次に意識が戻った時は僕はベッドの中だった。
地震で崩れていったはずの部屋が何事もなく、いつもどおりだ。

「周助、いつまで寝てるの?遅れるわよ?」

姉さんが僕を起こしに部屋に入ってきた。

「あら、起きてたの?急がないと・・・」
「ねぇ、地震はどうなったの?みんな大丈夫?」
「地震?やぁねぇ、何を寝ぼけてるの。朝ご飯できてるから急ぎなさい。」

夢―――?
何処から何処までが・・・?

僕は何が何だか把握できず混乱していた。

「手塚!」

急いでクローゼットを開ける。
確か昨日は手塚といるためにずっと扉は開けていたのに、なぜかきちんと閉まっていた。
中はいつもの様子と変わりない。
でも鏡に入った罅は綺麗に無くなっていた。
そこに映るのは自分自身。
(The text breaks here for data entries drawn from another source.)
PR #924, opened 2016-05-11
Include spec type inference in README

supremebeing7:
I'm adding this gem to an older project, and this trolled me for a bit.

### DIFF
--- a/README.md
+++ b/README.md
@@ -164,6 +164,14 @@ different levels where you can use these matchers:
   tagged with `type: :routing` or in files located under `spec/routing`.
 * Independent matchers are available in all example groups.
 
+**In order for rspec to infer the spec type from the spec file location,** ensure you have this in your `spec_helper.rb`:
+
+``` ruby
+RSpec.configure do |config|
+  config.infer_spec_type_from_file_location!
+end
+```
+
 **If you are using ActiveModel or ActiveRecord outside of Rails** and you want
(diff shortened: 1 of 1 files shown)


mcmire:
Sorry about this. We're not trying to troll people, honest! This setting is [on by default](https://github.com/thoughtbot/suspenders/blob/master/templates/rails_helper.rb#L18) in all our projects, so we're admittedly a little blind to the issue.

This isn't the first time this has come up. In particular #835 offers a different viewpoint, which is that we should update the README to provide the suggestion that `type: :suchandsuch` should be affixed to the end of `describe` blocks. Although this is super lame, I'm now starting to think that this is a better solution. I'll leave this open in the meantime, though.

supremebeing7:
Having it on by default has been my experience so far as well, which is probably why I ran into this trouble. I noticed that running the `rspec-rails` install generator appears to include that line in the [rails_helper](https://github.com/rspec/rspec-rails/blob/master/lib/generators/rspec/install/templates/spec/rails_helper.rb#L60), so if there weren't others having this issue, I would have almost said the README update isn't really necessary. 

Our team writes our specs the same as yours, using `describe Model do` rather than the more verbose `Rspec.describe Model, type: :model do`, and I think there's value in pointing out how to preserve that simpler syntax by ensuring the `infer_spec_type_from_file_location!` line is in the relevant helper.

Just my two cents. Thanks for considering. 😃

元々あった普通の姿見だ。

「手塚?」

小さく呼んでみたけれど返答はない。

手塚のことは鮮明に覚えている。
けれどもしかすると彼と出会ったこと自体夢だったのでは・・・。
意識がぼんやりする中、僕は手の中何かを握り締めてることに気付いた。

ゆっくり広げると、そこにあるのは小さな夕焼けを映したあのルアーだった。

自然に涙が頬を伝う。
夢でも何でもない、確かに君はいたんだ。
そして最後に僕は君に触れることが出来た。
薬指でそっと唇をなぞる。
もう、君のぬくもりは感じられない。何処にも――手塚はいなくなってしまった。

急に涙を流す僕に驚いて傍にいた姉さんが心配そうに覗き込んできた。

「どうしたの?大丈夫?」

僕は静かに首を振った。

「何でもない――。」
「でも!」

「ほんとに何でもないから・・。」

そう言って、僕はクローゼットの扉を閉めた。